Июньским утром, когда небо такое голубое, а роса сверкает так, что, усеянные этими радужными каплями, кажутся красивыми даже Казарма, и Жидов двор, и Новые дома, и обшарпанные стены бывшей пивоварни, Франтишек возился на своем участке, натягивал бечевку на колышки, обозначавшие углы будущего дома. Он еще не знал — хотя вырос в среде землекопов и сельскохозяйственных рабочих, — что, соединив бечевкой все четыре угла, в тот же день испытает прилив злости, который вслед за тем сменится приступом истерического хохота. Потому что, покончив с бечевкой, он взялся за лопату — несколько лопат семья приобрела еще в дни Февральских событий, когда работникам госхоза выделили клочки земли, чтоб они могли посеять редиску, резеду, пионы или брюкву, — и дециметр за дециметром начал отдирать дерн, буквально привязанный к почве прочной сетью корней пырея, репейника, лопухов и прочей нечисти.
Полдень; родители Франтишка пообедали, пообедала и французская тетка. Хотя во всей Европе не сыскать человека, который заподозрил бы оба семейства в страстной любви к собственности, с некоторых пор у них укоренился обычай после воскресного обеда отправляться на свой участок. Обычай этот выражает не столько их отношение к собственности, сколько способность мечтать о том, чего нет.

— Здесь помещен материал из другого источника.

PR #574, opened 2025-07-02
feat: add non-link analytics to FAQ section and mobile header

benlife5:
Confirmed the analytics events made it to snowflake, will check in report builder later. 

I'll also add to the Reviews component once it is ready, in the meantime I'll keep the JIRA item open

Screenshot 2025-07-02 at 3 28 16 PM
Screenshot 2025-07-02 at 3 26 55 PM

### DIFF
--- a/packages/visual-editor/src/components/header/Header.tsx
+++ b/packages/visual-editor/src/components/header/Header.tsx
@@ -4,6 +4,7 @@ import {
   AnalyticsScopeProvider,
   CTA as CTAType,
   ComplexImageType,
+  useAnalytics,
 } from "@yext/pages-components";
 import { ComponentConfig, Fields } from "@measured/puck";
 import {
@@ -108,6 +109,7 @@ interface HeaderLayoutProps {
 const HeaderLayout = (props: HeaderLayoutProps) => {
   const { t } = useTranslation();
   const [menuOpen, setMenuOpen] = React.useState(false);
+  const analytics = useAnalytics();
   const {
     logo,
     logoWidth,
@@ -147,7 +149,19 @@ const HeaderLayout = (props: HeaderLayoutProps) => {
             </EntityField>
             <button
               className="flex md:hidden ml-auto my-auto"
-              onClick={() => setMenuOpen(!menuOpen)}
+              onClick={() => {
+                analytics?.track({
+                  action: menuOpen ? "COLLAPSE" : "EXPAND",
+                  eventName: "toggleMobileMenu",
+                });
+                setMenuOpen(!menuOpen);
+              }}
+              data-ya-action={
+                analytics?.getDebugEnabled() ? "COLLAPSE/EXPAND" : undefined
+              }
+              data-ya-eventname={
+                analytics?.getDebugEnabled() ? `toggleMobileMenu` : undefined
+              }
               aria-label={
                 menuOpen
                   ? t("closeHeaderMenu", "Close header menu")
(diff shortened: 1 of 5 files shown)


packages/visual-editor/src/components/header/Header.tsx
```diff
@@ -147,7 +149,19 @@ const HeaderLayout = (props: HeaderLayoutProps) => {
             </EntityField>
             <button
               className="flex md:hidden ml-auto my-auto"
-              onClick={() => setMenuOpen(!menuOpen)}
+              onClick={() => {
+                analytics?.track({
```
mkilpatrick, line 153: So scope is already accounted for automatically?

packages/visual-editor/src/components/pageSections/FAQsSection.tsx
```diff
@@ -147,7 +153,26 @@ const FAQsSectionComponent: React.FC<FAQSectionProps> = ({ data, styles }) => {
...
+              <AccordionItem
+                key={index}
+                data-ya-action={
+                  analytics?.getDebugEnabled() ? "COLLAPSE/EXPAND" : undefined
+                }
+                data-ya-eventname={
+                  analytics?.getDebugEnabled() ? `toggleFAQ${index}` : undefined
+                }
+                onToggle={(e) =>
+                  e.currentTarget.open
```
mkilpatrick, line 165: Just verifying that open is the current state and toggling is the state it's about to be in, so that's why if open then we say action collapse?

packages/visual-editor/src/components/header/Header.tsx
```diff
@@ -147,7 +149,19 @@ const HeaderLayout = (props: HeaderLayoutProps) => {
...
+                  action: menuOpen ? "COLLAPSE" : "EXPAND",
+                  eventName: "toggleMobileMenu",
+                });
+                setMenuOpen(!menuOpen);
+              }}
+              data-ya-action={
+                analytics?.getDebugEnabled() ? "COLLAPSE/EXPAND" : undefined
```
mkilpatrick, line 160: EXPAND/COLLAPSE is usually the phrase so I'd swap them, same for FAQs

packages/visual-editor/src/components/header/Header.tsx
```diff
@@ -147,7 +149,19 @@ const HeaderLayout = (props: HeaderLayoutProps) => {
...
               className="flex md:hidden ml-auto my-auto"
-              onClick={() => setMenuOpen(!menuOpen)}
+              onClick={() => {
+                analytics?.track({
+                  action: menuOpen ? "COLLAPSE" : "EXPAND",
+                  eventName: "toggleMobileMenu",
+                });
+                setMenuOpen(!menuOpen);
+              }}
+              data-ya-action={
```
mkilpatrick, line 159: Too bad we don't do this automatically so someone would need to know to do this. Nbd though.

packages/visual-editor/src/components/pageSections/FAQsSection.tsx
benlife5: ah good catch, updated

packages/visual-editor/src/components/header/Header.tsx
benlife5: Yep, `analytics.track` from `pages-components` handles scope and conversion value and passes everything else along

jwartofsky-yext (approved):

— Господи! — застыла пораженная мать Франтишка. — Да он взялся за дело! Он уже начал! Гляньте, сколько сделал до обеда один человек!
Все прямо растаяли при виде двух квадратных метров земли, освобожденной от дерна. Сияет и французская тетка, к месту вспомнив, что сын ее Роже по профессии каменщик. Так что, когда закончатся подготовительные работы, не будет никаких затруднений с поисками квалифицированной рабочей силы.
— Просто Роже возьмет отпуск, и дело с концом, — заявляет тетка со свойственной ей решительностью, какой, впрочем, все от нее и ожидают.
Один Франтишек не разделяет восторгов, которым поддалась даже французская тетка. Напротив, он в ужасе: не поскупившись на похвалу, все теперь просто уверены, что он продолжит свои труды и после обеда, и завтра, неделю, месяц, два месяца — у него ведь каникулы! — а он уже почти выбился из сил… Ладони жжет, спину ломит, и ноги как-то нетвердо держат… А дерн надо ведь не только отодрать, но и отнести в сторону, отбросить подальше, чтоб оставить место для целой горы земли, которую предстоит вынуть из ямы; Франтишек уже угадывает размеры этой горы и все же ошибается: она будет гораздо больше, и никто не скажет, куда ее девать. Бечевочка, ограничивающая квадрат, лишь очень незначительная часть которого освобождена от травяного покрова, подрагивает. Выглядит это смешно.
После обеда за лопаты берутся все, и работа спорится. Трудятся до сумерек. Весть о том, что они приступили к строительству, очень быстро разнеслась по Уезду. Как будто тихий скрип лопат о землю звучал набатом.
Когда смертельно уставшее семейство возвращалось в сумерках домой, оно вдруг обнаружило новых соседей. До сих пор соседями считались: по жилью — обитатели Жидова двора, по классу — жители Новых домов и Казармы. А теперь появились соседи по участку — справа и слева. Новые соседи справа живут пока в хибаре, каких поискать. Хибара стоит в тесном, черном, мокром проулке между высокими стенами хлевов, до недавних пор принадлежавших двум «пятидесятигектаровым» помещикам. Хибара, зажатая свинарниками, выглядит довольно романтично. Примерно как конура для породистого пса, высоко ценимого хозяином. Но в ней — что поделаешь! — ютятся шесть человек. А соседи по участку слева лишь недавно въехали в одну из четырех квартир в перестроенной усадьбе выселенного богача. Им там нехорошо. И теперь оба соседа, словно оправдываясь, наперебой обращаются к Франтишку, к его родителям, к его тетке:
— Мы думали, сгорим со стыда, когда сын привел показать свою невесту!
Это говорят обитатели хибары. Отец Франтишка, чей лексикон никогда не изобиловал остроумными оборотами, заметил только:
— Раньше такое и в голову бы не пришло. Ну и время нынче, то-то времечко!
А у тех, кого вселили в помещичий дом, свои беды.
— Не могу я там спать, как подумаю, что у них тут дети рождались, что они тут любились и умирали… Нервов моих не хватает!